Count the lines in the data below holding the string "giuseppe" and write the total by itself.

*** Supplied material ***

Issue #652, opened 2019-05-15
skopeo inspect command errors out with 0.1.36-dev for xenial release


khandelwalankit04:
Hi Team,

We are seeing error in inspecting image with latest build of skopeo : 0.1.36-dev. Here is the screenshot : 

![image](https://user-images.githubusercontent.com/36901094/57799109-f16c4780-7713-11e9-9010-fd574d28186d.png)

This works with 0.1.35-dev , but since ppa:projectatomic/ppa only contains the latest version of skopeo we are unable to downgrade it to previous release.  Can you provide the fix as well as update the previous stable releases for skopeo : 

![image](https://user-images.githubusercontent.com/36901094/57799298-63449100-7714-11e9-9cf8-6960bbd8cc1c.png)

Let me know if you need any additional info

rhatdan:
If you install newuid package on Ubuntu, it should fix the issue, but this definitely a bug.

khandelwalankit04:
@rhatdan : Is there a plan to also package and keep older stable version in ppa:projectatomic/ppa ?

rhatdan:
@giuseppe We should check to see if newuidmap and newgidmap exists if not then just don't enter the user namespace.  It should only care if the user is using containers/storage anyways.

rhatdan:
@khandelwalankit04 I think we are planning on shipping skopeo as a snap.  Which would only be the stable versions.

@lsm5 @jnovy Please comment.

mtrmac:
@khandelwalankit04 Is this still an issue for you? It should have been fixed in Skopeo 0.1.36 and later.

khandelwalankit04:
@mtrmac : This is no longer the issue. Thanks for fixing

mtrmac:
Thanks, closing.

PR #653, opened 2019-05-16
rootless: don't create a namespace unless for containers-storage

### LINKED ISSUE #649: Skopeo now requires capabilities when executed as regular user
It uses to work fine in bubblewrap to copy image between registry but it no longer do:

```
$ ./skopeo --version
skopeo version 0.1.36-dev commit: 904b064da44eecfeea57f2c935e230fd41574ac8
$ bwrap  --unshare-all --bind / / --proc /proc --dev dev /bin/bash
$ ./skopeo copy docker-daemon:test:latest docker-daemon:test:test
Error: error writing "allow" to setgroups: write /proc/33/setgroups: operation not permitted
ERRO[0000] error opening "allow" to /proc/33/setgroups: write /proc/33/setgroups: operation not permitted 
ERRO[0000] (unable to determine exit status)   

$ bwrap --cap-add CAP_CHOWN --cap-add CAP_DAC_OVERRIDE --cap-add CAP_FOWNER --cap-add CAP_FSETID --cap-add CAP_MKNOD --cap-add CAP_SETFCAP --unshare-all --bind / / --proc /proc --dev dev /bin/bash
$ ./skopeo copy docker-daemon:test:latest docker-daemon:test:test
OK
```

Shouldn't the tool checks if the capabilities are really needed before requiring them (e.g. when doing remote copies)?

TristanCacqueray:
This change fixes skopeo usage in restricted environment such as
bubblewrap where it doesn't need extra capabilities or user namespace
to perform its action.

Close #649

Signed-off-by: Tristan Cacqueray <tdecacqu@redhat.com>

### DIFF
--- a/cmd/skopeo/copy.go
+++ b/cmd/skopeo/copy.go
@@ -50,7 +50,6 @@ func copyCmd(global *globalOptions) cli.Command {
 	`, strings.Join(transports.ListNames(), ", ")),
 		ArgsUsage: "SOURCE-IMAGE DESTINATION-IMAGE",
 		Action:    commandAction(opts.run),
-		Before:    needsRexec,
 		// FIXME: Do we need to namespace the GPG aspect?
 		Flags: append(append(append([]cli.Flag{
 			cli.StringSliceFlag{
@@ -86,6 +85,11 @@ func (opts *copyOptions) run(args []string, stdout io.Writer) error {
 	if len(args) != 2 {
 		return errorShouldDisplayUsage{errors.New("Exactly two arguments expected")}
 	}
+	imageNames := args
+
+	if err := reexecIfNecessaryForImages(imageNames...); err != nil {
+		return err
+	}
 
 	policyContext, err := opts.global.getPolicyContext()
 	if err != nil {
@@ -93,13 +97,13 @@ func (opts *copyOptions) run(args []string, stdout io.Writer) error {
 	}
 	defer policyContext.Destroy()
 
-	srcRef, err := alltransports.ParseImageName(args[0])
+	srcRef, err := alltransports.ParseImageName(imageNames[0])
 	if err != nil {
-		return fmt.Errorf("Invalid source name %s: %v", args[0], err)
+		return fmt.Errorf("Invalid source name %s: %v", imageNames[0], err)
 	}
-	destRef, err := alltransports.ParseImageName(args[1])
+	destRef, err := alltransports.ParseImageName(imageNames[1])
 	if err != nil {
-		return fmt.Errorf("Invalid destination name %s: %v", args[1], err)
+		return fmt.Errorf("Invalid destination name %s: %v", imageNames[1], err)
 	}
 
 	sourceCtx, err := opts.srcImage.newSystemContext()
--- a/cmd/skopeo/layers.go
+++ b/cmd/skopeo/layers.go
@@ -32,7 +32,6 @@ func layersCmd(global *globalOptions) cli.Command {
 		Name:      "layers",
 		Usage:     "Get layers of IMAGE-NAME",
 		ArgsUsage: "IMAGE-NAME [LAYER...]",
-		Before:    needsRexec,
 		Hidden:    true,
 		Action:    commandAction(opts.run),
 		Flags:     append(sharedFlags, imageFlags...),
@@ -44,6 +43,11 @@ func (opts *layersOptions) run(args []string, stdout io.Writer) (retErr error) {
 	if len(args) == 0 {
 		return errors.New("Usage: layers imageReference [layer...]")
 	}
+	imageName := args[0]
+
+	if err := reexecIfNecessaryForImages(imageName); err != nil {
+		return err
+	}
 
 	ctx, cancel := opts.global.commandTimeoutContext()
 	defer cancel()
@@ -53,7 +57,7 @@ func (opts *layersOptions) run(args []string, stdout io.Writer) (retErr error) {
 		return err
 	}
 	cache := blobinfocache.DefaultCache(sys)
-	rawSource, err := parseImageSource(ctx, opts.image, args[0])
+	rawSource, err := parseImageSource(ctx, opts.image, imageName)
 	if err != nil {
 		return err
 	}
--- a/cmd/skopeo/unshare_linux.go
+++ b/cmd/skopeo/unshare_linux.go
@@ -2,6 +2,8 @@ package main
 
 import (
 	"github.com/containers/buildah/pkg/unshare"
+	"github.com/containers/image/storage"
+	"github.com/containers/image/transports/alltransports"
 	"github.com/pkg/errors"
 	"github.com/syndtr/gocapability/capability"
 )
@@ -28,6 +30,16 @@ func maybeReexec() error {
 			// We miss a capability we need, create a user namespaces
 			unshare.MaybeReexecUsingUserNamespace(true)
 			return nil
+		}
+	}
+	return nil
+}
+
+func reexecIfNecessaryForImages(imageNames ...string) error {
+	// Check if container-storage are used before doing unshare
+	for _, imageName := range imageNames {
+		if alltransports.TransportFromImageName(imageName).Name() == storage.Transport.Name() {
+			return maybeReexec()
 		}
 	}
 	return nil
--- a/cmd/skopeo/utils.go
+++ b/cmd/skopeo/utils.go
@@ -16,10 +16,6 @@ type errorShouldDisplayUsage struct {
 	error
 }
 
-func needsRexec(c *cli.Context) error {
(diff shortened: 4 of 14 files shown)


vrothberg:
This looks like a clever solution to me. @giuseppe PTAL

giuseppe:
thanks for the patch!  Yes, I think it is a good fix, and should also address https://github.com/containers/skopeo/issues/652

TristanCacqueray:
You're welcome, thank you for the prompt review. FWIW I tried using a cleaner method (such as alltransports.ParseImageName) but I couldn't find the right predicate to test for containers-storage type. The proposed solution assumes all the containers-storage image reference start with the `containers-storage:` prefix.

giuseppe:
@mtrmac is there any cleaner way to test that?  Are you fine with this approach?

vrothberg:
One way could be to use `ref, err := ParseImageName(...)` and if `err == nil` to compare `ref.Transport().Name() == storage.Transport.Name()`.

TristanCacqueray:
The issue with ParseImageName is that it may fail early with `chown /home/fedora/.local/share/containers/storage/vfs: operation not permitted`

vrothberg:
Ouch, sorry for missing that. In this case, we can mimic what `ParseImageName(...)` effectively does:
```golang
parts := strings.SplitN(imgName, ":", 2)
if len(parts) != 2 {
   continue
}
if parts[0] == storage.Transport.Name() { // we have storage reference (but can't validate it yet) }
```

TristanCacqueray:
Done, thank you for the suggestion.

rhatdan:
LGTM
Although I still want @mtrmac to chime in.

mtrmac:
> The issue with ParseImageName is that it may fail early with `chown /home/fedora/.local/share/containers/storage/vfs: operation not permitted`

Oh, wow. That’s… a mess.

@nalind AFAICS this is essentially because `storageTransport.ParseStoreReference` needs a working `store` so that it can support image ID prefixes:
```go
if img, err := store.Image(possibleID); err == nil && img != nil && len(possibleID) >= minimumTruncatedIDLength && strings.HasPrefix(img.ID, possibleID)
```
and the like.  Is there any chance we could drop that functionality? (I guess not, but it would make dealing with this in callers so much simpler.)

Alternatively, would it be reasonably possible for `c/storage.GetStore` to return a typed error indicating that “this would work in a user namespace”?

cmd/skopeo/utils.go
```diff
@@ -16,8 +17,18 @@ type errorShouldDisplayUsage struct {
 	error
 }
 
+// Check if container-storage are used before doing the maybeReexec
 func needsRexec(c *cli.Context) error {
-	return maybeReexec()
+	for _, arg := range c.Args() {
+		parts := strings.SplitN(arg, ":", 2)
+		if len(parts) != 2 {
```
mtrmac: If we are going to do this, let’s add a `c/image/transports.TransportFromImageName` (which returns a `types.ImageTransport`) instead of hard-coding it in skopeo.

cmd/skopeo/utils.go
```diff
@@ -16,8 +17,18 @@ type errorShouldDisplayUsage struct {
 	error
 }
 
+// Check if container-storage are used before doing the maybeReexec
 func needsRexec(c *cli.Context) error {
-	return maybeReexec()
+	for _, arg := range c.Args() {
```
mtrmac: This is _way_ too imprecise.  Instead:
- In the various commands, drop `Before: needsReexec`
- In each of the command handlers, run something like `maybeReexec(inputParameter)` _only for the relevant parameters_, something like:
    ```go
        inputImageName := image.args[0]
        if err := maybeReexec(inputImageName); err != nil { 
           return err
        }
    	… := parseImageSource(ctx, opts.image, inputImage) // or parseImage or alltransports.ParseImageName
    ```
    possibly rearranging this so that the `maybeReexec`s happen at the start of the command handlers, before any other real work gets done.

cmd/skopeo/utils.go
```diff
@@ -16,8 +17,18 @@ type errorShouldDisplayUsage struct {
...
+		parts := strings.SplitN(arg, ":", 2)
+		if len(parts) != 2 {
+			continue
+		}
+		if parts[0] == storage.Transport.Name() {
```
mtrmac: (This could, in principle, be a `transport.RequiresReexecInUserNamespace()` or something like that, but ultimately we are the use of `github.com/containers/`**`storage`**`/pkg/reexec`, so that wouldn’t make the code any more general.)

fungi:
Just for another data point, we're temporarily running with a16489e applied in production and it seems to have solved #649 for us. Thanks @TristanCacqueray!

TristanCacqueray:
@mtrmac Thank you for the suggestions, I think the last change implements them along with https://github.com/containers/image/pull/631 for the TransportFromImageName procedure. Not sure what is the policy around vendoring thus I inlined the c/image change in that PR.

As @fungi mentioned, the opendev.org infrastructure is using a continuously built version of skopeo which triggered the issue of using reexec in unprivileged environment like bubblewrap.

cmd/skopeo/copy.go
```diff
@@ -87,6 +86,10 @@ func (opts *copyOptions) run(args []string, stdout io.Writer) error {
 		return errorShouldDisplayUsage{errors.New("Exactly two arguments expected")}
 	}
 
+	if err := needReexec(args); err != nil {
```
mtrmac: This works, but it’s still non-obvious that this is tied with the `args[…]` uses elsewhere. Please use actual variables,  like in https://github.com/containers/skopeo/pull/653#discussion_r284781828 , so that the `args`→image name “semantic conversion” happens at exactly one place. (IOW, so that we can, e.g. rip out and replace the CLI framework without changing the logic at all.)

cmd/skopeo/layers.go
```diff
@@ -45,6 +44,12 @@ func (opts *layersOptions) run(args []string, stdout io.Writer) (retErr error) {
 		return errors.New("Usage: layers imageReference [layer...]")
 	}
 
+	imageNames := make([]string, 1)
+	imageNames[0] = args[0]
+	if err := needReexec(imageNames); err != nil {
```
mtrmac: This would be easier to read/write with a
```go
func needReexec(imageNames ...string)
```
; no need to have an array, or artificially manufacture it, in the callers.

cmd/skopeo/unshare_linux.go
```diff
@@ -32,3 +34,13 @@ func maybeReexec() error {
 	}
 	return nil
 }
+
+func needReexec(imageNames []string) error {
```
mtrmac: (Now that this is being revisited: `needReexec` sounds as if it is returning a boolean.  I can’t think of a _good_ replacement but at least a cumbersome `reexecIfNecessaryForImages` would 1) clearly indicate an action, and 2) explain the obscure thing we are dealing with, for future readers who will have no idea that this is necessary and why. Or maybe some simpler name, with a doc string that clearly describes what is going on.)

cmd/skopeo/copy.go
TristanCacqueray: Done

cmd/skopeo/layers.go
TristanCacqueray: Thanks for the suggestion (i didn't know golang had varargs... :).

cmd/skopeo/unshare_linux.go
TristanCacqueray: Next commit uses the cumbersome name so that it embed the action purpose for the caller.

cmd/skopeo/copy.go
```diff
@@ -86,20 +85,25 @@ func (opts *copyOptions) run(args []string, stdout io.Writer) error {
 	if len(args) != 2 {
 		return errorShouldDisplayUsage{errors.New("Exactly two arguments expected")}
 	}
+	imageNames := args
+
+	if err := reexecIfNecessaryForImages(imageNames...); err != nil {
```
mtrmac: (Sigh… fine :) )

vendor.conf
```diff
@@ -2,7 +2,7 @@
 github.com/urfave/cli v1.20.0
 github.com/kr/pretty v0.1.0
 github.com/kr/text v0.1.0
-github.com/containers/image ff926d3c79684793a2135666a2cb738f44ba33dc
+github.com/containers/image 2d92e2533d517b6db4ae7d085a332915fec57867
```
mtrmac: That commit does not actually exist yet, which would make `make vendor` not reproducible.  After https://github.com/containers/image/pull/631 is merged, please update this with the actual merge commit and re-vendor.

TristanCacqueray: done

mtrmac:
LGTM. Thanks!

*** End of Supplied material ***

--- Problem solution ---
4